Staff at the OFR, an independent bureau within the U.S. Treasury that analyzes market trends to spot financial risks, were told in January that jobs would be eliminated as the administration sought to cut the OFR’s budget by 25 percent to around $76 million, the person said.
Some staff have left voluntarily up until this point, this person said. They added that the OFR is also working with the Treasury to find new roles for other OFR employees.
“We are working to make OFR a more efficient organization with a stronger workforce and culture to better execute on the mission,” a spokesman for the Treasury said in an email statement.
“The plan to reshape the workforce was announced to OFR employees in January, and the headcount reduction is an important step toward streamlining operations and reducing costs,” he added.
In its 2018 budget request, the OFR said its financial year 2016 full-time headcount was 208 but that it aimed to reduce that to around 139. The headcount target remains at approximately 140, roughly 65 percent of the agency’s peak 217 staff, the source said.

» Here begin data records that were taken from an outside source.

PR #293, opened 2016-04-13
Synchronize and controlled access to vnid map

pravisankar:
Fix for bug# https://bugzilla.redhat.com/show_bug.cgi?id=1323279

### DIFF
--- a/plugins/osdn/vnids.go
+++ b/plugins/osdn/vnids.go
@@ -66,10 +66,19 @@ func (oc *OsdnController) isAdminNamespace(nsName string) bool {
 }
 
 func (oc *OsdnController) assignVNID(namespaceName string) error {
-	_, err := oc.Registry.GetNetNamespace(namespaceName)
-	if err == nil {
+	// Nothing to do if the netid is in the VNIDMap
+	if _, ok := oc.VNIDMap[namespaceName]; ok {
 		return nil
 	}
+
+	// If NetNamespace is present, update VNIDMap
+	netns, err := oc.Registry.GetNetNamespace(namespaceName)
+	if err == nil {
+		oc.VNIDMap[namespaceName] = netns.NetID
+		return nil
+	}
+
+	// NetNamespace not found, so allocate new NetID
 	var netid uint
 	if oc.isAdminNamespace(namespaceName) {
 		netid = AdminVNID
@@ -80,6 +89,8 @@ func (oc *OsdnController) assignVNID(namespaceName string) error {
 			return err
 		}
 	}
+
+	// Create NetNamespace Object and update VNIDMap
 	err = oc.Registry.WriteNetNamespace(namespaceName, netid)
 	if err != nil {
 		e := oc.netIDManager.ReleaseNetID(netid)
--- a/plugins/osdn/vnids.go
+++ b/plugins/osdn/vnids.go
@@ -105,18 +105,24 @@ func (oc *OsdnController) assignVNID(namespaceName string) error {
 }
 
 func (oc *OsdnController) revokeVNID(namespaceName string) error {
+	// Remove NetID from VNIDMap
+	netid, found := oc.VNIDMap[namespaceName]
+	if !found {
+		log.Errorf("Failed to find NetID for namespace: %s in VNIDMap", namespaceName)
+	} else {
+		delete(oc.VNIDMap, namespaceName)
+	}
+
+	// Delete NetNamespace object
 	err := oc.Registry.DeleteNetNamespace(namespaceName)
 	if err != nil {
 		return err
 	}
-	netid, found := oc.VNIDMap[namespaceName]
-	if !found {
-		return fmt.Errorf("Error while fetching Net ID for namespace: %s", namespaceName)
-	}
-	delete(oc.VNIDMap, namespaceName)
 
-	// Skip AdminVNID as it is not part of Net ID allocation
-	if netid == AdminVNID {
+	// Skip NetID release if
+	// - Value matches AdminVNID as it is not part of NetID allocation or
+	// - NetID is not found in the VNIDMap
+	if netid == AdminVNID || !found {
 		return nil
 	}
 
--- a/plugins/osdn/vnids.go
+++ b/plugins/osdn/vnids.go
@@ -10,6 +10,7 @@ import (
 
 	kapi "k8s.io/kubernetes/pkg/api"
 	kubetypes "k8s.io/kubernetes/pkg/kubelet/container"
+	"k8s.io/kubernetes/pkg/util/sets"
 )
 
 const (
@@ -20,11 +21,14 @@ const (
 )
 
 func (oc *OsdnController) GetVNID(name string) (uint, error) {
+	oc.vnidLock.Lock()
+	defer oc.vnidLock.Unlock()
+
 	if id, ok := oc.vnidMap[name]; ok {
 		return id, nil
 	}
 	// In case of error, return some value which is not a valid VNID
-	return MaxVNID + 1, fmt.Errorf("Failed to find NetID for namespace: %s in vnid map", name)
+	return MaxVNID + 1, fmt.Errorf("Failed to find netid for namespace: %s in vnid map", name)
 }
 
 // Nodes asynchronously watch for both NetNamespaces and services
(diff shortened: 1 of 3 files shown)


knobunc:
LGTM

plugins/osdn/vnids.go
```diff
@@ -18,14 +20,104 @@ const (
...
 
+func (oc *OsdnController) GetVNID(name string, retry bool) (uint, error) {
+	oc.vnidLock.Lock()
+	defer oc.vnidLock.Unlock()
+
+	if id, ok := oc.vnidMap[name]; ok {
+		return id, nil
+	}
+
+	// Nodes asynchronously watches for both NetNamespace and service
```
knobunc: Nodes asynchronously watch for...

plugins/osdn/vnids.go
```diff
@@ -18,14 +20,104 @@ const (
...
+	// If for some reason, vnid map propagation from master to node is slow
+	// and if service/pod-setup tries to lookup vnid map then it may fail.
+	// So, this retry option will alleviate this problem.
+	if retry {
+		// Try few times up to 2 seconds
+		retries := 20
+		retryInterval := 100 * time.Millisecond
+		for i := 0; i < retries; i++ {
+			oc.vnidLock.Unlock()
+			time.Sleep(retryInterval)
```
knobunc: Will this conflict with someone else?  Should the wait vary by the number or retries or something so that two don't wake up in sync and then sleep the same length?

pravisankar:
Extended networking tests (test/extended/networking.sh) passed and manually tested join-projects/make-projects-global.

pravisankar:
@openshift/networking ready for review/merge

plugins/osdn/vnids.go
```diff
@@ -105,18 +105,24 @@ func (oc *OsdnController) assignVNID(namespaceName string) error {
...
-		return fmt.Errorf("Error while fetching Net ID for namespace: %s", namespaceName)
-	}
-	delete(oc.VNIDMap, namespaceName)
 
-	// Skip AdminVNID as it is not part of Net ID allocation
-	if netid == AdminVNID {
+	// Skip NetID release if
+	// - Value matches AdminVNID as it is not part of NetID allocation or
+	// - NetID is not found in the VNIDMap
+	if netid == AdminVNID || !found {
```
danwinship: Why do you skip the release if namespaceName was missing from VNIDMap? I mean, I guess this is kind of a "can't happen" so it doesn't matter too much what we do, but if the vnid doesn't appear in the vnidmap, then shouldn't we make sure it's not in use in the netIDManager too?

(Maybe we should merge VNIDMap into netIDManager though... then we wouldn't have to even think about the possibility of them being out of sync.)

plugins/osdn/vnids.go
```diff
@@ -18,14 +20,104 @@ const (
...
+	// NetNamespaces populates vnid map and services/pod-setup depend on vnid map
+	// If for some reason, vnid map propagation from master to node is slow
+	// and if service/pod-setup tries to lookup vnid map then it may fail.
+	// So, this retry option will alleviate this problem.
+	if retry {
+		// Try few times up to 2 seconds
+		retries := 20
+		retryInterval := 100 * time.Millisecond
+		for i := 0; i < retries; i++ {
+			oc.vnidLock.Unlock()
```
danwinship: I'm not sure this is legit; you have a pending `defer oc.vnidLock.Unlock()`... if the time.Sleep() call panicked then you'd end up unlocking the mutex when it was already unlocked. (Which, admittedly would just cause another panic, so it's not like it's the end of the world... but if more code got added to the unlocked section later then this could be a problem.)

plugins/osdn/vnids.go
```diff
@@ -88,44 +185,42 @@ func (oc *OsdnController) assignVNID(namespaceName string) error {
...
-	for name, id := range oc.VNIDMap {
-		if id == netid {
-			netid_inuse = true
-			log.V(5).Infof("Net ID %d for namespace %q is still in use by namespace %q", netid, namespaceName, name)
-			break
-		}
-	}
-	if !netid_inuse {
+	if !oc.checkVNID(netid) {
 		err = oc.netIDManager.ReleaseNetID(netid)
```
danwinship: Are API calls synchronized into a single thread or is it possible for two to be happening at the same time in different goroutines? If the latter, then it's possible that checkVNID() will return false, but then another namespace will be modified to use netid in another thread before the call to ReleaseNetID(). You need to hold the mutex across both calls in order to be safe.

plugins/osdn/vnids.go
pravisankar: There is contention for vnidMap from watchNetNamespaces/watchServices/SetupPod but sleeping for the same length won't be an issue. Even if multiple of them wake up at the same time, only one of them will get the vnidLock and the others will go back to sleep.

plugins/osdn/vnids.go
pravisankar: Okay, I will fix this case.

plugins/osdn/vnids.go
pravisankar: assignVNID/revokeVNID methods are synchronized by the event queue. Even if two threads/goroutines execute at the same time, this may not be an issue. One thread can run checkVNID() and let's say it returned false but the other thread can't use the same netid as the corresponding netnamespace with this netid is already deleted. If there is another netnamespace with the same netid then checkVNID will not return false.

pravisankar:
@openshift/networking Updated, ptal

knobunc:
LGTM

plugins/osdn/vnids.go
```diff
@@ -18,14 +20,103 @@ const (
...
+	return MaxVNID + 1, fmt.Errorf("Failed to find NetID for namespace: %s in vnid map", name)
+}
+
+// Nodes asynchronously watch for both NetNamespaces and services
+// NetNamespaces populates vnid map and services/pod-setup depend on vnid map
+// If for some reason, vnid map propagation from master to node is slow
+// and if service/pod-setup tries to lookup vnid map then it may fail.
+// So, use this method to alleviate this problem. This method will
+// retry vnid lookup and NetNamespaces in etcd before giving up.
+func (oc *OsdnController) TryAndGetVNID(name string) (uint, error) {
```
danwinship: "try" suggests something like `pthread_trylock` to me, which is exactly the opposite of what it actually means here. Maybe `WaitForVNID`?

Also, some of the changes here should be pushed back into the previous commit; it's weird to add a "retry" flag in the previous commit and then remove it in this one and do things differently instead.

pravisankar:
@danwinship Updated, PTAL

plugins/osdn/vnids.go
```diff
@@ -18,14 +20,103 @@ const (
...
+// If for some reason, vnid map propagation from master to node is slow
+// and if service/pod-setup tries to lookup vnid map then it may fail.
+// So, use this method to alleviate this problem. This method will
+// retry vnid lookup and NetNamespaces in etcd before giving up.
+func (oc *OsdnController) WaitAndGetVNID(name string) (uint, error) {
+	// Try few times up to 2 seconds
+	retries := 20
+	retryInterval := 100 * time.Millisecond
+	for i := 0; i < retries; i++ {
+		if id, err := oc.GetVNID(name); err != nil {
```
dcbw: I think this should be "err == nil" ?

plugins/osdn/vnids.go
```diff
@@ -18,14 +20,103 @@ const (
...
+			return id, nil
+		}
+		time.Sleep(retryInterval)
+	}
+
+	// Check if we can get ID from NetNamespace object
+	netns, err := oc.Registry.GetNetNamespace(name)
+	if err == nil {
+		oc.setVNID(name, netns.NetID)
```
dcbw: Also this seems a bit odd; this function gets called from watchServices() and plugin.go::getVNID() only.  It feels like it shouldn't need to update the VNID map at all, since shouldn't that be done already on startup by populateVNIDMap() or at runtime by watchNetNamespaces() and watchNamespaces()-via-assignVNID()?

I feel like this function should only get what's already in the VNID map (possibly waiting for it).  If the ID isn't in the VNID map yet, it'll get added shortly by watchNetNamespaces() or watchNamespaces().  I think centralizing setting the VNID map is less confusing.

dcbw:
@pravisankar added some review comments on the patches.

knobunc:
Don't merge this yet please, we'll hold it for after 3.2.

pravisankar:
@dcbw addressed your comments, thanks.

plugins/osdn/vnids.go
```diff
@@ -88,44 +178,42 @@ func (oc *OsdnController) assignVNID(namespaceName string) error {
...
 		err = oc.netIDManager.ReleaseNetID(netid)
 		if err != nil {
-			return fmt.Errorf("Error while releasing Net ID: %v", err)
-		} else {
-			log.Infof("Released netid %d for namespace %q", netid, namespaceName)
+			return fmt.Errorf("Error while releasing netid %d for namespace %q, %v", netid, namespaceName, err)
 		}
+		log.Infof("Released netid %d for namespace %q", netid, namespaceName)
+	} else {
+		log.V(5).Infof("Net ID %d for namespace %q is still in use", netid, namespaceName)
```
knobunc: Can we use either "net id" or "netid" consistently in the log messages to make it easier to grep for?

dcbw:
LGTM now

plugins/osdn/vnids.go
pravisankar: done

danwinship:
LGTM too... I'm not sure where we are with respect to freezes now though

The OFR has for years been under attack from congressional Republicans and other critics who claim the agency is unproductive, unnecessary and another form of intrusive government bureaucracy.
Consumer advocates say the bureau provides a critical function by gathering data on areas such as banking, lending and trading from the country’s complex web of federal and state regulators to provide a bird’s-eye view of system-wide risks.
The OFR is one of several financial regulators being overhauled under President Donald Trump, including the Financial Stability Oversight Council, also housed within the Treasury, and the Consumer Financial Protection Bureau.
These watchdogs have frozen or are rolling back rules introduced following the financial crisis, such as curbs on predatory lenders and the designation of some firms as systemically risky.
The OFR’s original head, Richard Berner, left at the end of 2017. Ken Phelan, a Treasury official, has served as its acting director since then. The administration has nominated Dino Falaschetti, an economist for congressional Republicans, to fill the role on a full-time basis.
His nomination is pending before the U.S. Senate.